Making Adult Brands Kid-Friendly

Adult shoemakers seeking new avenues for growth continue to set their sights on the kids’ market. This fall, Aerosoles and Cole Haan will bow their first youth collections, while Dansko and Born are jumping back into the category after brief hiatuses.

For many vendors, the motivation to enter the kids’ business is simple: additional revenue for a brand that has already won over parents, and the promise of new customers who regularly grow out of their footwear. And though smaller in volume, the children’s market has proven to be more immune to dips in the economy than the adult market.

Aerosoles is launching its new girls’ line in hopes of attracting moms who already have the brand’s fashion-comfort shoes in their own closets. “We are always looking for new and unique opportunities, and kids’ footwear seemed to be a natural fit for the Aerosoles brand and its DNA,” said Sandy Gabriele, SVP of First Cost, a division of the Edison, N.J.-based firm.

Many of the children’s shoes, she said, are inspired by popular Aerosoles styles for adults, and they incorporate similar comfort features. “As women shop, they will [discover] the same designs for the toddlers and girls in their lives that they have grown to love for themselves,” said Gabriele.

Cole Haan’s decision to venture into kids’ is, in part, demonstrative of the ongoing push among adult brands to diversify their product offerings, according to Evan Cagner, president of Hicksville, N.Y.-based Synclaire Brands, Cole Haan’s licensee. “Brands want to be involved in as many different lines of business as they can, be it eyeglasses, footwear, belts or handbags,” said Cagner, whose company also holds the children’s footwear licenses for high-end labels such as Stuart Weitzman and Kors Michael Kors. “If you’re a footwear brand, or a fashion brand with a footwear component, then the children’s market is really the place to go.”

West Grove, Pa.-based Dansko is reintroducing its children’s line this fall after bringing its manufacturing back in-house. Playing to the company’s strengths, the line is focused on clog constructions, a niche that Dansko has helped create and define with its adult product.

“Being in the kids’ business was a natural and logical extension of our core expertise,” said Mandy Cabot, president and CEO. “We’ve done well with casual, active and outdoor clogs, as well as fashion-forward clogs. And in terms of kids’, those are areas where we can successfully expand.”

Still, despite the obvious growth opportunities the children’s business affords, success in the market requires careful footwork. With its unique fitting issues and price constraints, the category necessitates an entirely different approach — something not all adult firms understand.

“The requirements of children’s footwear are very challenging and demanding,” said Synclaire’s Cagner. “It [seems] easy for a women’s or men’s brand … to just make takedowns, but [those shoes] are not proportionally correct, or they don’t fit well, and they’re not what a child will actually wear.”

Bob Campbell, CEO of BBC International, agreed. “Many [adult firms] think they can do it themselves, and I laugh at that,” said Campbell, whose firm produces the Polo Ralph Lauren and Guess children’s lines, and recently signed a deal with Born to relaunch that brand’s kids’ collection this fall. “It’s like me going into the pizza business. I’d fail because I don’t know anything about making pizza.”

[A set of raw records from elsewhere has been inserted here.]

PR #2012, opened 2025-12-25
Fix Java D2D mapping when compiled .class name differs from source fi…

Adityakk9031:
Problem

The current Deploy-to-Develop (D2D) Java mapping assumes that a compiled .class file name always matches its source .java filename.

This assumption breaks for some projects (e.g. Lombok), where:

The declared class name does not match the source file name

As a result, valid Java sources are not mapped to their compiled .class files

Example from Lombok:

Tasks.class ← source file is DelombokTask.java

AnnotationProcessorHider.class ← source file is AnnotationProcessor.java

This causes these .class files to be reported as having no corresponding source mapping.

Solution

This PR improves Java D2D mapping by:

Extracting the declared class name from .java source files

Using the declared class name (instead of only the filename) to build the JVM mapping index

Allowing .class files to correctly map even when the source filename differs

The change is limited to Java JVM mapping logic and does not affect other ecosystems.

Related issue

Fixes: Compiled .class May Differ from Source Filename – map_deploy_to_devel (Java)
🔗 https://github.com/aboutcode-org/scancode.io/issues/1993

### DIFF
--- a/scanpipe/pipes/d2d.py
+++ b/scanpipe/pipes/d2d.py
@@ -201,6 +201,47 @@ def _map_jvm_to_class_resource(
             )
 
 
+def extract_fqcn_from_java(location_path):
+    """
+    Extract fully qualified class/interface/enum names from a Java source file.
+
+    Example:
+        package to.lombok.delombok.ant;
+        class Tasks {}
+
+    Returns:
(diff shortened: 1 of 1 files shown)


Adityakk9031:
@keshav-space please have a look

Issue #2019, opened 2025-12-29
scan_for_virus with ClamAV docker container failed: CodebaseResource matching query does not exist


cw1427:
Version: v36.0.1

Error log
```
CodebaseResource matching query does not exist.

Traceback:
  File "/opt/scancodeio/aboutcode/pipeline/__init__.py", line 199, in execute
    step(self)
    ~~~~^^^^^^
  File "/opt/scancodeio/scanpipe/pipelines/scan_for_virus.py", line 40, in scan_for_virus
    clamav.scan_for_virus(self.project)
    ~~~~~~~~~~~~~~~~~~~~~^^^^^^^^^^^^^^
  File "/opt/scancodeio/scanpipe/pipes/clamav.py", line 50, in scan_for_virus
    resource = project.codebaseresources.get(path=resource_path)
  File "/opt/scancodeio/.venv/lib/python3.13/site-packages/django/db/models/manager.py", line 87, in manager_method
    return getattr(self.get_queryset(), name)(*args, **kwargs)
           ~~~~~~~~~~~~~~~~~~~~~~~~~~~~~~~~~~^^^^^^^^^^^^^^^^^
  File "/opt/scancodeio/.venv/lib/python3.13/site-packages/django/db/models/query.py", line 635, in get
    raise self.model.DoesNotExist(
        "%s matching query does not exist." % self.model._meta.object_name
    )
```

<img width="499" height="450" alt="Image" src="https://github.com/user-attachments/assets/90f909ad-7f65-42d5-b02d-64d7dca38ffa" />

docker compose
 clamav:
    image: ******/clamav/clamav:latest
    volumes:
      - ./clamav_data:/var/lib/clamav
      - ./workspace:/var/scancodeio/workspace/
    restart: always

tdruez:
@cw1427 Thanks for reporting. Could you clarify which inputs you are using? As well as all the pipeline you are running before the `scan_for_virus` one.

As a result, not every foray into the category is a successful one. Donald Pliner debuted his first children’s line at the onset of the economic crisis in 2007, and according to the Miami-based designer, the line was well received by major retailers, including Zappos.com and Nordstrom.

However, Pliner’s first licensee failed to meet the delivery schedules, limiting the success of the collection. (He has since switched production partners to Miami-based Kinderland, and said the line is beginning to gain more traction.)

Pliner also had difficulty merchandising the children’s shoes in his own retail stores. “You have to have an environment that keeps children entertained and that is also safe,” he said. “You also have to have a staff that knows how to properly fit a child’s shoes. It really requires knowledge of children’s-specific product and creating that child-safe retail space.”

Pliner’s difficulties offer just one example of why many manufacturers have opted to take their kids’ product in-house. In most cases, these efforts entail creating a dedicated department, with its own design team and sales staff. However, larger companies with the capital and staffing resources to support the move have seen results with kids’ product.

Nine West, for instance, has operated a successful children’s division in-house for many years. “[Kids’] is a tough business to be in … and we couldn’t find a [licensing] partner we were comfortable with,” said Rick Paterno, president of wholesale footwear and accessories for the White Plains, N.Y.-based company, which produces footwear for its own brand, as well as under the Dockers, Mootsies Tootsies and Sam & Libby names. “It requires separate sourcing, as well as an understanding of how to make current fashion accessible for that little girl who sees a lot of things in the marketplace.”

For Dansko, the decision to oversee its own children’s offering was about maintaining control and protecting its brand identity.

“We thought it would allow us to stay more consistent with our brand vision and avoid conflicts,” Cabot said. “We’ve learned a tremendous amount and have detailed, intimate knowledge of what a great clog is. We really didn’t see that there was anyone else who knew how to do that better than us.”